There are lots of excellent choices today when it comes to buying a digital camera or accessory. It’s not uncommon for photo enthusiasts like me to visit an online forum and read user reviews to help decide which camera gear to buy.
But if you’re not careful the answers, while well intentioned, can sometimes be downright frustrating. Information overload are the operative words.
After years of mentally processing feedback, I heed the most well thought out opinions. Then I narrow down my choices of equipment to two. Finally, realizing nothing is perfect, I make my own decision, then don’t constantly ask myself, “gee, did I make the right decision.”
Advice. And more advice
I visited a photography forum where an individual asked advice about buying a film protector for the 3″ LCD on his digital camera. Two of us initially responded.
Both recommended an LCD protector by a particular company. The other individual suggested one that is clear. I suggested one that is anti-glare.*
The original poster responded to me somewhat humorously:
“That’s it, go and confuse me YET AGAIN, Gail. Thanks a lot! ;-)”

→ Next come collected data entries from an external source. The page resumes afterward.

PR #11438, opened 2022-02-06
fix(subscriberdb): Handling sqlite lock failure

panyogesh:
Fix:
  1. Handling the OperationalError case for sqlite3
  2. Dumping the process holding the lock
  3. Return the Server too busy error message to AMF in case  if db is locked

 Test:
         1. Simulated the issue with
             connection.isolation_level = 'EXCLUSIVE'
             connection.execute('BEGIN EXCLUSIVE')
          2. Tested with the lock and without lock on simulator

 Logs:
       1. For process holding the lock
           subscriberdb[2785574]:
              root      2784266 F.... (root)python3
         subscriberdb[2785574]:
             root      2785490 F.... (root)python3.8

      Feb  6 19:44:58 magma-dev-focal subscriberdb[2784266]:
         ERROR:root:Sqlite3 DB is locked for 222456000000121:
         IMSI222456000000121

## Additional Information


panyogesh:
[Test-Logs-Subscriberdb-Lock-Feb-7.txt](https://github.com/magma/magma/files/8011179/Test-Logs-Subscriberdb-Lock-Feb-7.txt)

panyogesh:
7/23 Test  #7: test_itti ..................................   Passed    4.55 sec
      Start  8: test_amf_app

lte/gateway/python/magma/subscriberdb/store/sqlite.py
```diff
@@ -22,7 +22,12 @@
 from magma.subscriberdb.sid import SIDUtils
 from orc8r.protos.digest_pb2 import Digest, LeafDigest
 
-from .base import BaseStore, DuplicateSubscriberError, SubscriberNotFoundError
+from .base import (
```
ardzoht: Let's use absolute imports for all python code

lte/gateway/python/magma/subscriberdb/store/sqlite.py
```diff
@@ -22,7 +22,12 @@
...
+    BaseStore,
+    DuplicateSubscriberError,
+    SubscriberNotFoundError,
+    SubscriberServerTooBusy,
+)
 from .onready import OnDataReady, OnDigestsReady
```
ardzoht: can you also update this import to absolute method?

lte/gateway/python/magma/subscriberdb/store/sqlite.py
```diff
@@ -264,6 +269,14 @@ def get_subscriber_data(self, subscriber_id):
                 row = res.fetchone()
                 if not row:
                     raise SubscriberNotFoundError(subscriber_id)
+        except sqlite3.OperationalError:
+            # Print the process holding the lock
+            db_parts = db_location.split(":", 1)
+            if (len(db_parts) == 2) and db_parts[1]:
+                path_str = db_parts[1].split("?")
+                import os
```
ardzoht: I don't think there's much benefits into using conditional imports here, unless we have any explicit evidence that there could be performance impact, let's keep this import on the top of the file

lte/gateway/python/magma/subscriberdb/store/sqlite.py
```diff
@@ -264,6 +269,14 @@ def get_subscriber_data(self, subscriber_id):
...
+                os.system('fuser -uv ' + path_str[0])
```
ardzoht: update this to `subprocess.call()` or `Popen()`, retrieve the stdout and then log it using `logging` library

ardzoht (changes requested):

panyogesh:
[Test-Logs-Subscriberdb-Lock-Feb-8.txt](https://github.com/magma/magma/files/8022623/Test-Logs-Subscriberdb-Lock-Feb-8.txt)

Attaching the updated logs.

lte/gateway/python/magma/subscriberdb/store/sqlite.py
panyogesh: Comments addressed.

panyogesh: Comments addressed.

lte/gateway/python/magma/subscriberdb/store/sqlite.py
panyogesh: Comments addressed.

lte/gateway/python/magma/subscriberdb/store/sqlite.py
panyogesh: Comments addressed.

lte/gateway/python/magma/subscriberdb/store/sqlite.py
panyogesh: Comments addressed.

ardzoht:
@panyogesh How frequent is the issue happening on your testing? Also does this happen with reaching a certain amount of attached subscribers / how does the load look like?

ardzoht (dismissed):
lgtm, left some questions regarding the failure itself

ardzoht (changes requested):
@panyogesh How frequent is the issue happening on your testing? If this is happening really frequently have we tested the performance impact of dropping running processes over time?

panyogesh:
> @panyogesh How frequent is the issue happening on your testing? If this is happening really frequently have we tested the performance impact of dropping running processes over time?

@ardzoht : Interestingly this issue is coming only on one setup from TerravM which is the regression setup. There is no fixed pattern but on an average 2 testcases fails out of 95 cases and these are random failures.  Same script when executed on other TVM setups or in scale test setups (where we run continuous registration/deregistration for 4-5 hours) this issue is not seen. So far we have not done any performance impact as in other setups issue is not reproduced.

ardzoht (approved):
lgtm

I felt his pain, but replied:
“The next person who comes along will recommend an LCD protector that’s made out of film.
“The person after that will recommend one made out of acrylic.
“Then someone will come along and suggest you use no film protector at all.
“The next person heartily agrees with the suggestion above because he thinks you should get an LCD Hood instead.
“Then someone says not to buy that camera because it doesn’t have a viewfinder.
“Yet another person suggests a different model camera altogether because the LCD on it has a better resolution and an anti-glare coating.
“The next person…. “
*Neither suggestion was right or wrong. The other person had a different camera. My LCD was 3,” his was 2;” my LCD had a higher resolution. His camera has a viewfinder to use in a pinch. Mine did not. Most importantly, we shot different subject matter, in different lighting conditions.